Thus, there is currently no gold standard for laboratory diagnosis of vitamin B12 deficiency. To accurately diagnose its deficiency, a comprehensive assessment of clinical manifestations and laboratory data (total B12 levels in plasma and cerebrospinal fluid, serum levels of holotranscobalamin, homocysteine ​​and MMC) is necessary.

The figure shows a possible algorithm for diagnosing vitamin B12 deficiency in adults [25].

Treatment of neurological manifestations of vitamin B12 deficiency

The goals of therapy for B12 deficiency conditions are normalization of laboratory blood parameters and gradual regression of neurological deficit. Along with medicinal replenishment of vitamin B12 deficiency, an examination and a thorough history taking are necessary to identify the cause of the development of the deficiency state and its elimination or correction. The prognosis for functional recovery depends on the initial degree of damage to the nervous system: with mild disorders and early treatment, complete or almost complete recovery is possible; with more severe ones, residual neurological deficit is inevitable.

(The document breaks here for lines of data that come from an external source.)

PR #1699, opened 2020-12-09
Test container verification

robfletcher:
Implementation of a verification that will run a Titus test job


keel-api/src/main/kotlin/com/netflix/spinnaker/keel/api/plugins/VerificationEvaluator.kt
```diff
@@ -10,12 +11,19 @@ interface VerificationEvaluator<VERIFICATION: Verification> {
...
   /**
+   * @param metadata as returned by [start].
    * @return the current status of the verification.
    */
-  fun evaluate() : VerificationStatus
+  fun evaluate(
+    context: VerificationContext,
+    verification: Verification,
+    metadata: Map<String, Any?>
+  ): VerificationStatus
```
robfletcher, line 21: Added parameters here so that the implementation has the context it needs

keel-api/src/main/kotlin/com/netflix/spinnaker/keel/api/plugins/VerificationEvaluator.kt
```diff
@@ -10,12 +11,19 @@ interface VerificationEvaluator<VERIFICATION: Verification> {
...
 
   /**
    * Start running [verification].
+   *
+   * @return any metadata needed to [evaluate] the verification in future.
    */
-  fun start(verification: Verification)
+  fun start(context: VerificationContext, verification: Verification): Map<String, Any?>
```
robfletcher, line 28: The `start` method can now return metadata (e.g. orca task id) that will get persisted and then passed to future calls to `evaluate`.

keel-sql/src/main/resources/db/changelog/20201208-add-verification-state-metadata.yml
```diff
@@ -0,0 +1,12 @@
...
+    id: add-verification-state-metadata
+    author: fletch
+    changes:
+    - addColumn:
+        tableName: verification_state
+        columns:
+        - name: metadata
+          type: json
+          constraints:
+            nullable: false
```
robfletcher, line 12: New column to store verification metadata

keel-titus-plugin/src/main/kotlin/com/netflix/spinnaker/keel/titus/batch/ContainerJobConfig.kt
```diff
@@ -1,123 +1,112 @@
...
-  TAG,
-  DIGEST
-}
+const val RUN_JOB_TYPE: String = "runJob"
 
 /**
  * Holds the config info needed to execute a batch job on Titus via the Run Job stage
  */
 data class ContainerJobConfig(
-  val name : String,
```
robfletcher, line 21: I removed this because it's just the name of the stage and is defaulted to the stage type

keel-titus-plugin/src/main/kotlin/com/netflix/spinnaker/keel/titus/batch/ContainerJobConfig.kt
```diff
@@ -1,123 +1,112 @@
...
-  val region: String,
-  val organization: String,
   /**
    * Repository name associated with the container, e.g.: "acme/widget"
    */
   val repository: String,
+  val tag: String? = "latest",
+  val digest: String? = null,
+  val application: String,
+  val location: TitusServerGroup.Location,
```
robfletcher, line 21: There's a lot of commonality between this class and `TitusServerGroup` so I re-used some structures from there. I feel like we can probably extract a common `TitusContainer` that is implemented by both `TitusServerGroup` and `TitusJob` or something like that.

keel-titus-plugin/src/main/kotlin/com/netflix/spinnaker/keel/titus/batch/ContainerJobConfig.kt
```diff
@@ -1,123 +1,112 @@
...
+  val resources: TitusServerGroup.Resources = TitusServerGroup.Resources(
+    cpu = 2,
+    memory = 2048,
+    disk = 256,
+    networkMbps = 1024
+  ),
```
robfletcher, line 27: Again re-using something from `TitusServerGroup` rather than having individual properties

keel-titus-plugin/src/main/kotlin/com/netflix/spinnaker/keel/titus/batch/ContainerJobConfig.kt
```diff
@@ -1,123 +1,112 @@
...
+  val capacity: Capacity = Capacity(min = 1, max = 1, desired = 1),
```
robfletcher, line 28: re-use standard `Capacity` definition

keel-titus-plugin/src/main/kotlin/com/netflix/spinnaker/keel/titus/batch/ContainerJobConfig.kt
```diff
@@ -1,123 +1,112 @@
...
   val serviceAccount: String,
   val credentials: String,
-  val registry : String,
```
robfletcher, line 32: I believe this field is just there for Deck to look up the docker images. Job runs fine without it.

keel-titus-plugin/src/main/kotlin/com/netflix/spinnaker/keel/titus/batch/ContainerJobConfig.kt
```diff
@@ -1,123 +1,112 @@
...
-  val type: ImageVersionReference = TAG,
-  /**
-   * Either a tag (e.g., "latest") or a digest (e.g., "sha256:be93efc727ba59813adc896859bccf32fb0f02202fe0526a9cd76326b9729cb3),
-   * depending on what [type] is
-   */
-  val versionIdentifier: String = "latest",
```
robfletcher, line 38: I changed this to `tag` and `digest` properties (one of which must be non-null) because it felt easier for users to understand

keel-titus-plugin/src/main/kotlin/com/netflix/spinnaker/keel/titus/batch/ContainerJobConfig.kt
```diff
@@ -1,123 +1,112 @@
...
-  /**
-   * ID that identifies an image, e.g.:
-   *
-   * acme/widget:latest
-   * acme/widget:sha256:780f11bfc03495da29f9e2d25bf55123330715fb494ac27f45c96f808fd2d4c5
-   */
-  val imageId: String = "$repository:$versionIdentifier",
```
robfletcher, line 45: This is a derived property so no need to have it in the constructor

keel-titus-plugin/src/main/kotlin/com/netflix/spinnaker/keel/titus/batch/ContainerJobConfig.kt
```diff
@@ -1,123 +1,112 @@
...
-  val maxCapacity: Int = 1,
-  val minCapacity: Int = 1,
-  val cpus: Int = 2,
-  val memoryMb: Int = 2048,
-  val diskMb: Int = 256,
-  val networkMbps: Int = 1024,
-  val gpus: Int = 0,
   val entrypoint: String = "",
-  val runtimeLimitSeconds: Int = 2700,
+  val runtimeLimit: Duration = Duration.ofSeconds(2700),
```
robfletcher, line 32: Used a `Duration` which we've tried to adhere to in the API

keel-titus-plugin/src/main/kotlin/com/netflix/spinnaker/keel/titus/batch/ContainerJobConfig.kt
```diff
@@ -1,123 +1,112 @@
...
   val retries: Int = 0,
-  val cloudProvider : String = "titus",
-  val cloudProviderType: String = "aws",
```
robfletcher, line 58: Again these fields don't seem to be necessary for the job to work. I think they're there because Orca offers other ways to run a job than Titus

keel-titus-plugin/src/main/kotlin/com/netflix/spinnaker/keel/titus/batch/ContainerJobConfig.kt
```diff
@@ -1,123 +1,112 @@
...
   val waitForCompletion: Boolean = true
 ) {
+  init {
+    require((tag == null) xor (digest == null)) {
+      "One, and only one, of digest or tag must be supplied"
+    }
+    require(retries >= 0) {
+      "Retries must be positive or zero"
+    }
+  }
```
robfletcher, line 50: Validation of fields in the constructor

keel-titus-plugin/src/main/kotlin/com/netflix/spinnaker/keel/titus/verification/ContainerTestVerification.kt
```diff
@@ -0,0 +1,13 @@
...
+import com.netflix.spinnaker.keel.api.titus.TitusServerGroup.Location
+
+data class ContainerTestVerification(
+  val repository: String,
+  val tag: String = "latest",
+  val location: Location
+) : Verification {
+  override val type: String = "container-tests"
+  override val id: String = "$repository/$tag"
+}
```
robfletcher, line 13: This is the API class that will appear in delivery config. I wonder if we could merge this with the `ContainerJobConfig` class? I wanted to keep it as simple as possible though. I haven't (yet) added the capability to run digests but that would be easy enough.

keel-titus-plugin/src/main/kotlin/com/netflix/spinnaker/keel/titus/verification/ContainerTestVerificationEvaluator.kt
```diff
@@ -0,0 +1,84 @@
...
+      }
+        .let { response ->
+          when {
+            response.status.isSuccess() -> PASSED
+            response.status.isIncomplete() -> RUNNING
+            else -> FAILED
+          }
+        }
+    }
+  }
```
robfletcher, line 50: Call to orca to see if the task is complete yet. We'll need to extract some context from the task response here if it fails.

keel-titus-plugin/src/main/kotlin/com/netflix/spinnaker/keel/titus/verification/ContainerTestVerificationEvaluator.kt
```diff
@@ -0,0 +1,84 @@
...
+          user = context.deliveryConfig.serviceAccount,
+          application = context.deliveryConfig.application,
+          notifications = emptySet(),
+          stages = listOf(
+            ContainerJobConfig(
+              application = context.deliveryConfig.application,
+              location = verification.location,
+              repository = verification.repository,
+              serviceAccount = context.deliveryConfig.serviceAccount,
+              credentials = verification.location.account,
```
robfletcher, line 72: I'm not sure if there's any reason this would ever be a different value, but perhaps that's just within Netflix?

gal-yardeni:
The approach makes sense to me. If we can add some log statements in `ContainerTestVerificationEvaluator` I believe it'll make our lives easier when trying to debug a failure.

keel-titus-plugin/src/main/kotlin/com/netflix/spinnaker/keel/titus/verification/ContainerTestVerificationEvaluator.kt
```diff
@@ -0,0 +1,84 @@
...
+
+  override val supportedVerification: Pair<String, Class<ContainerTestVerification>> =
+    "container-tests" to ContainerTestVerification::class.java
+
+  override fun evaluate(
+    context: VerificationContext,
+    verification: Verification,
+    metadata: Map<String, Any?>
+  ): VerificationStatus {
+    val taskId = metadata["taskId"]
```
lorin, line 33: I think a constant (e.g., `TASK_ID`) would be better here.

keel-titus-plugin/src/main/kotlin/com/netflix/spinnaker/keel/titus/verification/ContainerTestVerificationEvaluator.kt
```diff
@@ -0,0 +1,84 @@
...
+    require(verification is ContainerTestVerification) {
+      "Expected a ${ContainerTestVerification::class.simpleName} but received a ${verification.javaClass.simpleName}"
+    }
+
+    return runBlocking {
+      withContext(IO) {
+        taskLauncher.submitJob(
+          subject = "container integration test",
+          description = "testing running a container",
+          correlationId = "keel-run-container-test",
```
lorin, line 62: We should change the subject/description/correlationId at some point to make them more meaningful.

keel-titus-plugin/src/main/kotlin/com/netflix/spinnaker/keel/titus/verification/ContainerTestVerification.kt
lorin: Merging with `ContainerJobConfig` sounds reasonable to me.

As for digests, I'm tempted to not expose support for them in the delivery config until users come to us with an explicit use case.

keel-titus-plugin/src/main/kotlin/com/netflix/spinnaker/keel/titus/batch/ContainerJobConfig.kt
```diff
@@ -1,123 +1,112 @@
...
+    ),
+
+    "waitForCompletion" to waitForCompletion,
+    "cloudProvider" to cloudProvider,
+    "deferredInitialization" to deferredInitialization,
+    "credentials" to credentials,
+    "account" to location.account,
+    "region" to location.region,
+  ).also {
+    println(ObjectMapper().writeValueAsString(it))
```
lorin, line 111: This println looks like a leftover from development.

lorin (approved):
## My understanding

### Purpose

Implement a Titus-container-based verifier.

### Major changes

#### Add metadata to Verification objects

* Database: Adds a metadata column to the verification_state table
* jooq: Deserialize `VERIFICATION_STATE.METADATA` to `Map<String, ?>`
* VerificationEvaluator.start/evaluate methods now take additional arguments (context, metadata).
* VerificationState now contains metadata object
* VerificationRepository.updateState takes metadata argument
* SqlVerificationRepository: reads/writes metadata

#### Support executing Titus containers

New class: ContainerTestVerficationEvaluator

* start -> runs a new container via orca
* evaluate -> checks the status of the orca task

### Minor changes

* TestContainerVerification renamed to ContainerTestVerification (w/some field changes)
* ContainerJobConfig: removed unnecessary fields, abstracted some commonality with other Titus code
* Moved `ResultQuery<*>.fetchOneInto` extension function from SqlVerificationRepository.kt to Jooq.kt

## My feedback

Changes look great. I picked a couple of nits.

keel-api/src/main/kotlin/com/netflix/spinnaker/keel/api/plugins/VerificationEvaluator.kt
```diff
@@ -10,12 +11,19 @@ interface VerificationEvaluator<VERIFICATION: Verification> {
...
+  fun evaluate(
+    context: VerificationContext,
+    verification: Verification,
+    metadata: Map<String, Any?>
+  ): VerificationStatus
 
   /**
    * Start running [verification].
+   *
+   * @return any metadata needed to [evaluate] the verification in future.
```
luispollo, line 26:
```suggestion
   * @return any metadata needed to [evaluate] the verification in the future.
```

keel-sql/src/main/kotlin/com/netflix/spinnaker/keel/sql/SqlVerificationRepository.kt
```diff
@@ -137,34 +136,38 @@ class SqlVerificationRepository(
...
+          VERIFICATION_STATE.STARTED_AT,
+          VERIFICATION_STATE.ENDED_AT
+        )
+          .from(VERIFICATION_STATE)
+          .where(VERIFICATION_STATE.ENVIRONMENT_UID.eq(environmentUid))
+          .and(VERIFICATION_STATE.ARTIFACT_UID.eq(artifact.uid))
+          .and(VERIFICATION_STATE.ARTIFACT_VERSION.eq(version))
+          .fetch()
+          .associate { (id, status, started_at, ended_at) ->
+            id to VerificationState(status, started_at, ended_at)
```
luispollo, line 155: Metadata is not relevant when retrieving multiple state records?

keel-titus-plugin/src/main/kotlin/com/netflix/spinnaker/keel/titus/batch/ContainerJobConfig.kt
```diff
@@ -1,123 +1,112 @@
...
   val capacityGroup: String = application,
   val containerAttributes: Map<String, String> = emptyMap(),
   val environmentVariables: Map<String, String> = emptyMap(),
   val labels: Map<String, String> = emptyMap(),
-  val deferredInitialization : Boolean = true,
+  val deferredInitialization: Boolean = true,
   val waitForCompletion: Boolean = true
 ) {
+  init {
+    require((tag == null) xor (digest == null)) {
```
luispollo, line 44: `xor` -- TIL!

keel-titus-plugin/src/main/kotlin/com/netflix/spinnaker/keel/titus/verification/ContainerTestVerification.kt
```diff
@@ -0,0 +1,13 @@
+package com.netflix.spinnaker.keel.titus.verification
+
+import com.netflix.spinnaker.keel.api.Verification
+import com.netflix.spinnaker.keel.api.titus.TitusServerGroup.Location
+
+data class ContainerTestVerification(
```
luispollo, line 6: This reads backwards to me as is (as in "a container test", not "a test that runs in a container"). Suggestion:
```suggestion
data class ContainerBasedTestVerification(
```

keel-titus-plugin/src/main/kotlin/com/netflix/spinnaker/keel/titus/verification/ContainerTestVerification.kt
luispollo: +1 to Lorin's suggestion.

keel-titus-plugin/src/main/kotlin/com/netflix/spinnaker/keel/titus/verification/ContainerTestVerificationEvaluator.kt
```diff
@@ -0,0 +1,84 @@
...
+import com.netflix.spinnaker.keel.orca.OrcaService
+import com.netflix.spinnaker.keel.titus.batch.ContainerJobConfig
+import com.netflix.spinnaker.keel.titus.batch.createRunJobStage
+import kotlinx.coroutines.Dispatchers.IO
+import kotlinx.coroutines.runBlocking
+import kotlinx.coroutines.withContext
+import org.springframework.stereotype.Component
+
+@Component
+class ContainerTestVerificationEvaluator(
```
luispollo, line 20:
```suggestion
/**
 * A [VerificationEvaluator] that runs a test container to verify an environment.
 */
class ContainerTestVerificationEvaluator(
```

keel-titus-plugin/src/main/kotlin/com/netflix/spinnaker/keel/titus/verification/ContainerTestVerificationEvaluator.kt
luispollo: Just a suggestion to see what can be common between this implementation and `OrcaTaskMonitoringAgent`, which might be worth extracting into shared functions.

keel-titus-plugin/src/main/kotlin/com/netflix/spinnaker/keel/titus/verification/ContainerTestVerificationEvaluator.kt
```diff
@@ -0,0 +1,84 @@
...
+          when {
+            response.status.isSuccess() -> PASSED
+            response.status.isIncomplete() -> RUNNING
+            else -> FAILED
+          }
+        }
+    }
+  }
+
+  override fun start(context: VerificationContext, verification: Verification): Map<String, Any?> {
```
luispollo, line 52: Shouldn't these functions be `suspend` so that the orchestration in the upper layer can decide how to run these consistently across different types of evaluators?

keel-titus-plugin/src/main/kotlin/com/netflix/spinnaker/keel/titus/verification/ContainerTestVerificationEvaluator.kt
```diff
@@ -0,0 +1,84 @@
...
+    require(verification is ContainerTestVerification) {
+      "Expected a ${ContainerTestVerification::class.simpleName} but received a ${verification.javaClass.simpleName}"
+    }
+
+    return runBlocking {
+      withContext(IO) {
+        taskLauncher.submitJob(
+          subject = "container integration test",
```
luispollo, line 60: `subject` will end up in the task event record we store in the DB, prefixed by a `type`, which we're not passing here and defaults to `CONSTRAINT` in this variant of the function. I think you'll need to pass the type. Also, it's meant as an internal identifier, so I'd suggest passing the container image here.

keel-titus-plugin/src/main/kotlin/com/netflix/spinnaker/keel/titus/verification/ContainerTestVerificationEvaluator.kt
```diff
@@ -0,0 +1,84 @@
...
+          description = "testing running a container",
```
luispollo, line 61: Suggestion: 
```suggestion
          description = "Verifying environment ${context.environmentName} with container ${verification.container}",
```

keel-titus-plugin/src/main/kotlin/com/netflix/spinnaker/keel/titus/verification/ContainerTestVerificationEvaluator.kt
luispollo: +1. Made some suggestions above.

keel-titus-plugin/src/test/kotlin/com/netflix/spinnaker/keel/titus/verification/ContainerTestVerificationEvaluatorTests.kt
```diff
@@ -0,0 +1,164 @@
...
+  private val verification = ContainerTestVerification(
+    repository = "illuminati/fnord",
+    location = Location(
+      account = "titustestvpc",
+      region = "ap-south-1"
+    )
+  )
+
+  @Test
+  fun `starting verification launches a container job via orca`() {
```
luispollo, line 51:
```suggestion
  fun `starting verification launches a container job via the task launcher`() {
```

keel-titus-plugin/src/test/kotlin/com/netflix/spinnaker/keel/titus/verification/ContainerTestVerificationEvaluatorTests.kt
```diff
@@ -0,0 +1,164 @@
...
+    verify {
+      taskLauncher.submitJob(
+        user = any(),
+        application = any(),
+        notifications = any(),
+        subject = any(),
+        description = any(),
+        correlationId = any(),
+        stages = match {
+          it.first()["type"] == RUN_JOB_TYPE
```
luispollo, line 79: It'd be nice to check that at least the container image matches what was specified. 🙂

keel-titus-plugin/src/test/kotlin/com/netflix/spinnaker/keel/titus/verification/ContainerTestVerificationEvaluatorTests.kt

Patients with proven vitamin B12 deficiency can receive therapy in the form of oral forms of the vitamin, as well as parenterally (mainly intramuscularly), depending on the severity of the neurological manifestations, the severity of the disease and the cause of the deficiency.

As a rule, patients in the absence of malabsorption in the gastrointestinal tract (GIT) in the case of gradual development of a neurological defect and mild or moderate severity of its severity are advised to take oral medications containing 1 mg of cobalamin daily. In cases of severe neurological defect and acute development of the disease, as well as in conditions that can potentially impair the absorption of vitamin B12 in the gastrointestinal tract, it is advisable to begin therapy with parenteral forms of the vitamin and its intramuscular administration in a dose of 1 mg [26, 27].

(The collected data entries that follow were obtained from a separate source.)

PR #1702, opened 2020-12-09
use Instant for timestamp columns

robfletcher:
Finally figured out how to configure this


keel-sql/src/main/resources/jooqConfig.xml
```diff
@@ -20,6 +20,11 @@
           <name>LONGVARCHAR</name>
           <includeTypes>JSON</includeTypes>
         </forcedType>
+        <forcedType>
+          <userType>java.time.Instant</userType>
+          <includeTypes>TIMESTAMP</includeTypes>
+          <converter>com.netflix.spinnaker.jooq.TimestampToInstantConverter</converter>
+        </forcedType>
```
robfletcher, line 27: Here's the bit of JOOQ configuration magic required

keel-sql/src/main/resources/jooqConfig.xml
```diff
@@ -20,6 +20,11 @@
           <name>LONGVARCHAR</name>
           <includeTypes>JSON</includeTypes>
         </forcedType>
+        <forcedType>
+          <userType>java.time.Instant</userType>
+          <includeTypes>TIMESTAMP</includeTypes>
+          <converter>com.netflix.spinnaker.jooq.LocalDateTimeToInstantConverter</converter>
+        </forcedType>
```
robfletcher, line 27: Here's the bit of JOOQ configuration magic required

keel-sql/src/main/kotlin/com/netflix/spinnaker/jooq/LocalDateTimeToInstantConverter.kt
```diff
@@ -0,0 +1,17 @@
...
+class LocalDateTimeToInstantConverter : AbstractConverter<LocalDateTime, Instant>(
+  LocalDateTime::class.java,
+  Instant::class.java
+) {
+  override fun from(databaseObject: LocalDateTime?): Instant? =
+    databaseObject?.toInstant(UTC)
+
+  override fun to(userObject: Instant?): LocalDateTime? =
+    userObject?.atZone(UTC)?.toLocalDateTime()
+}
```
robfletcher, line 17: Converter that converts between the type JOOQ wants to use by default (`LocalDateTime`) and the one we want to use (`Instant`)

keel-sql/src/main/resources/jooqConfig.xml
emjburns: LOVE

emjburns (approved):

luispollo:
> Finally figured out how to configure this

So glad you did! I tried this before and couldn't make it work, but I think it was back when we had half the columns using `BIGINT` and half using `TIMESTAMP`. Thanks for taking the time to improve this!

PR #1703, opened 2020-12-09
fix(builds): follow up on things we may have missed

emjburns:
**Problem**
Because of my coding, we missed monitoring some events (fixed in https://github.com/spinnaker/keel/pull/1698).

**Solution**
This pr looks for single events with a non-ending status (like `NOT_STARTED` or `RUNNING`) that have asked to be monitored (`startMonitoring  == true`) and have a timestamp of more than 5 minutes ago. If found, it triggers monitoring again. This should pick out all the events we missed.

This is kicked off when a user loads the `managed/application/{application}?entities=artifacts` page. I'm going to slyly visit every app once this is rolled out so it triggers the monitoring w/o our users knowing.

Once this is done I'll watch for it to re-surface (indicating that we're missing monitoring of events for some other reason...). If it doesn't, I"ll remove this code.


gal-yardeni:
talked with Emily offline about making it a potentially an admin endpoint. We agree of merging it for now and convert it into an endpoint in the future.

gal-yardeni (approved):
LGTM

PR #1704, opened 2020-12-10
JOOQ enum columns

robfletcher:
This change makes JOOQ use the actual enum types for columns that we model with enums


keel-sql/src/main/kotlin/com/netflix/spinnaker/jooq/enumConverters.kt
```diff
@@ -0,0 +1,63 @@
...
+import com.netflix.spinnaker.keel.core.api.PromotionStatus
+import com.netflix.spinnaker.keel.events.PersistentEvent
+import com.netflix.spinnaker.keel.lifecycle.LifecycleEventStatus
+import com.netflix.spinnaker.keel.lifecycle.LifecycleEventType
+import com.netflix.spinnaker.keel.notifications.NotificationScope
+import com.netflix.spinnaker.keel.notifications.NotificationType
+import com.netflix.spinnaker.keel.pause.PauseScope
+import org.jooq.impl.EnumConverter
+
+class ArtifactStatusConverter : EnumConverter<String, ArtifactStatus>(
```
luispollo, line 15: Too bad we can't do this with a generic type to avoid the duplication. Oh well.

robfletcher: We could if the XML would allow for method references. There is a configuration DSL but I think we'd get into circular dependency issues because we're using the code generation stuff.

luispollo (approved):
Very, very nice clean-up! Thanks for doing this! 🙏

keel-sql/src/main/kotlin/com/netflix/spinnaker/jooq/enumConverters.kt
luispollo: It's alright, this is a great improvement as it is.

PR #1877, opened 2021-03-16
fix(plugins): Add default 'name' getter for ConstraintEvaluator

luispollo:
Attempt to fix exception loading external `ConstraintEvaluator` plugin:
```
java.lang.ClassCastException: class com.sun.proxy.$Proxy160 cannot be cast to class com.netflix.spinnaker.keel.api.plugins.ConstraintEvaluator (com.sun.proxy.$Proxy160 is in unnamed module of loader org.pf4j.PluginClassLoader @345292c1; com.netflix.spinnaker.keel.api.plugins.ConstraintEvaluator is in unnamed module of loader 'app')
```


emjburns (approved):

jonsie:
How/where is `ConstraintEvaluator#name` called in Keel?  Curious how this will resolve the issue?

luispollo:
> How/where is `ConstraintEvaluator#name` called in Keel? Curious how this will resolve the issue?

Uh... I was just following your suggestion. 😆

PR #1879, opened 2021-03-16
fix(constraints): use reference to find constraint when saving

emjburns:
we need to use the reference field here since version is not guaranteed to be unique across all artifacts


emjburns:
This pr is going to get much larger, the reference field needs to be non nullable and part of the primary key. what fun.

There is no consensus on the optimal doses of vitamin B12 aimed at correcting neurological and hematological manifestations of deficiency.

The study compared the effectiveness of treatment with different doses of oral vitamin B12 in elderly patients with B12 deficiency. It has been established that the optimal dose of oral vitamin B12 required to reduce SUA levels by 80–90% is 647–1032 mcg/day [28].

Initial treatment regimens and duration of vitamin therapy vary among studies, institutions, and countries.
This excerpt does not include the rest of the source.